# WHAT IS NEEDED
Would you write out the records below exactly as given?

----- DATA FOR THIS EXERCISE

PR #344, opened 2022-12-01
feat: expose response headers

fgnass:
This PR has the same intention as #87 but does not change any of the generated types, only the runtime.

I thought about @jonkoops' [comment](https://github.com/oazapfts/oazapfts/pull/87#discussion_r910902783) about exposing the whole request instead of just the headers, but didn't like the fact that one could get hold of the body this way. I also prefer the DX of writing `res.headers` rather than `res.response.headers`.

### DIFF
--- a/demo/api.test.ts
+++ b/demo/api.test.ts
@@ -327,4 +327,13 @@ describe("Blob", () => {
       message: "OK",
     });
   });
+
+  describe("headers", () => {
+    it("should return headers", async () => {
+      const res = await api.getPetById(1);
+      expect(res.headers.get("x-powered-by")).toBe(
+        "jormaechea/open-api-mocker"
+      );
+    });
+  });
 });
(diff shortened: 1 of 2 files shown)


iggith:
> (@fgnass on #87) @ramosbugs and @iggith: I created an alternative PR that addresses this issue by modifying the runtime and keeping the generated types untouched: https://github.com/oazapfts/oazapfts/pull/344. Let me know if this would work for you.

Yes. Having an access to the headers makes handling [RFC7231, sec. 6.3.2](https://datatracker.ietf.org/doc/html/rfc7231#section-6.3.2) with use of the `Location` header straightforward.

To say the truth in the mean time we decided to refactor the API to avoid headers and be able to use an official release of `oazapfts`. But anyway this was rather a tradeoff. Is good to see it will not be required in the future. Thank you for your effort!

Xiphe (approved):
LGTM :racehorse:

fgnass:
Closing in favour of #346

Issue #365, opened 2023-01-16
generated enum value is not correct


trim21:
json schema and generated code doesn't match

https://github.com/oazapfts/oazapfts/blob/b24c627e942580b2df56421739da9d438a0fa5f8/demo/petstore.json#L1223

https://github.com/oazapfts/oazapfts/blob/b24c627e942580b2df56421739da9d438a0fa5f8/demo/enumApi.ts#L599-L606

PR #366, opened 2023-01-16
fix generated enum value

trim21:
close https://github.com/oazapfts/oazapfts/issues/365

### DIFF
--- a/demo/petstore.json
+++ b/demo/petstore.json
@@ -1216,7 +1216,7 @@
           "size": {
             "description": "Size scale for pets",
             "enum": ["P", "M", "G", "0"],
-            "type": "number"
+            "type": "string"
           },
           "typeId": {
             "description": "integer test case for #349",
--- a/demo/enumApi.ts
+++ b/demo/enumApi.ts
@@ -591,10 +591,10 @@ export enum Status {
   $10Percent = "10percent",
 }
 export enum Size {
-  P = P,
-  M = M,
-  G = G,
-  $0 = 0,
+  P = "P",
+  M = "M",
+  G = "G",
+  $0 = "0",
 }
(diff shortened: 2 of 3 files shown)


demo/petstore.json
```diff
@@ -1216,7 +1216,7 @@
           "size": {
             "description": "Size scale for pets",
             "enum": ["P", "M", "G", "0"],
-            "type": "number"
```
fgnass, line 1219: I totally see your point in the other test-case. But here, I would expect it to use the index, when type is `number` and no explicit values are given. Otherwise it would also be a breaking change. Or am I missing something?

trim21: `"enum": ["P", "M", "G", "0"], type": "number"}` is not a valid json schema ...

trim21: And, in ts, enum type present it's value.

trim21: For a more complex example, you have a API take a enum as request body

```
export enum Size {
  P = 0,
  M = 1,
  G = 2,
  $0 = 3,
}

declare function fetch(s: Size): Promise<{}>
```

These pass type-checking:

```ts
fetch(1);
fetch(2);
fetch(3);
```

These don't

```ts
fetch('G');
fetch('P');
fetch('M');
```

fgnass:
The CI test run failed. I'm nowhere near a computer right now and will take a look later.

trim21:
@fgnass I forget to update test case, and ci of this PR didn't run because github think I'm new contributor of this repo, and you merge it without enable it...

I fixed it in https://github.com/oazapfts/oazapfts/pull/368 , you can mereg it to

fgnass:
Published as `oazapfts@4.5.2`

----------

# TASK SOLUTION
PR #344, opened 2022-12-01
feat: expose response headers

fgnass:
This PR has the same intention as #87 but does not change any of the generated types, only the runtime.

I thought about @jonkoops' [comment](https://github.com/oazapfts/oazapfts/pull/87#discussion_r910902783) about exposing the whole request instead of just the headers, but didn't like the fact that one could get hold of the body this way. I also prefer the DX of writing `res.headers` rather than `res.response.headers`.

### DIFF
--- a/demo/api.test.ts
+++ b/demo/api.test.ts
@@ -327,4 +327,13 @@ describe("Blob", () => {
       message: "OK",
     });
   });
+
+  describe("headers", () => {
+    it("should return headers", async () => {
+      const res = await api.getPetById(1);
+      expect(res.headers.get("x-powered-by")).toBe(
+        "jormaechea/open-api-mocker"
+      );
+    });
+  });
 });
(diff shortened: 1 of 2 files shown)


iggith:
> (@fgnass on #87) @ramosbugs and @iggith: I created an alternative PR that addresses this issue by modifying the runtime and keeping the generated types untouched: https://github.com/oazapfts/oazapfts/pull/344. Let me know if this would work for you.

Yes. Having an access to the headers makes handling [RFC7231, sec. 6.3.2](https://datatracker.ietf.org/doc/html/rfc7231#section-6.3.2) with use of the `Location` header straightforward.

To say the truth in the mean time we decided to refactor the API to avoid headers and be able to use an official release of `oazapfts`. But anyway this was rather a tradeoff. Is good to see it will not be required in the future. Thank you for your effort!

Xiphe (approved):
LGTM :racehorse:

fgnass:
Closing in favour of #346

Issue #365, opened 2023-01-16
generated enum value is not correct


trim21:
json schema and generated code doesn't match

https://github.com/oazapfts/oazapfts/blob/b24c627e942580b2df56421739da9d438a0fa5f8/demo/petstore.json#L1223

https://github.com/oazapfts/oazapfts/blob/b24c627e942580b2df56421739da9d438a0fa5f8/demo/enumApi.ts#L599-L606

PR #366, opened 2023-01-16
fix generated enum value

trim21:
close https://github.com/oazapfts/oazapfts/issues/365

### DIFF
--- a/demo/petstore.json
+++ b/demo/petstore.json
@@ -1216,7 +1216,7 @@
           "size": {
             "description": "Size scale for pets",
             "enum": ["P", "M", "G", "0"],
-            "type": "number"
+            "type": "string"
           },
           "typeId": {
             "description": "integer test case for #349",
--- a/demo/enumApi.ts
+++ b/demo/enumApi.ts
@@ -591,10 +591,10 @@ export enum Status {
   $10Percent = "10percent",
 }
 export enum Size {
-  P = P,
-  M = M,
-  G = G,
-  $0 = 0,
+  P = "P",
+  M = "M",
+  G = "G",
+  $0 = "0",
 }
(diff shortened: 2 of 3 files shown)


demo/petstore.json
```diff
@@ -1216,7 +1216,7 @@
           "size": {
             "description": "Size scale for pets",
             "enum": ["P", "M", "G", "0"],
-            "type": "number"
```
fgnass, line 1219: I totally see your point in the other test-case. But here, I would expect it to use the index, when type is `number` and no explicit values are given. Otherwise it would also be a breaking change. Or am I missing something?

trim21: `"enum": ["P", "M", "G", "0"], type": "number"}` is not a valid json schema ...

trim21: And, in ts, enum type present it's value.

trim21: For a more complex example, you have a API take a enum as request body

```
export enum Size {
  P = 0,
  M = 1,
  G = 2,
  $0 = 3,
}

declare function fetch(s: Size): Promise<{}>
```

These pass type-checking:

```ts
fetch(1);
fetch(2);
fetch(3);
```

These don't

```ts
fetch('G');
fetch('P');
fetch('M');
```

fgnass:
The CI test run failed. I'm nowhere near a computer right now and will take a look later.

trim21:
@fgnass I forget to update test case, and ci of this PR didn't run because github think I'm new contributor of this repo, and you merge it without enable it...

I fixed it in https://github.com/oazapfts/oazapfts/pull/368 , you can mereg it to

fgnass:
Published as `oazapfts@4.5.2`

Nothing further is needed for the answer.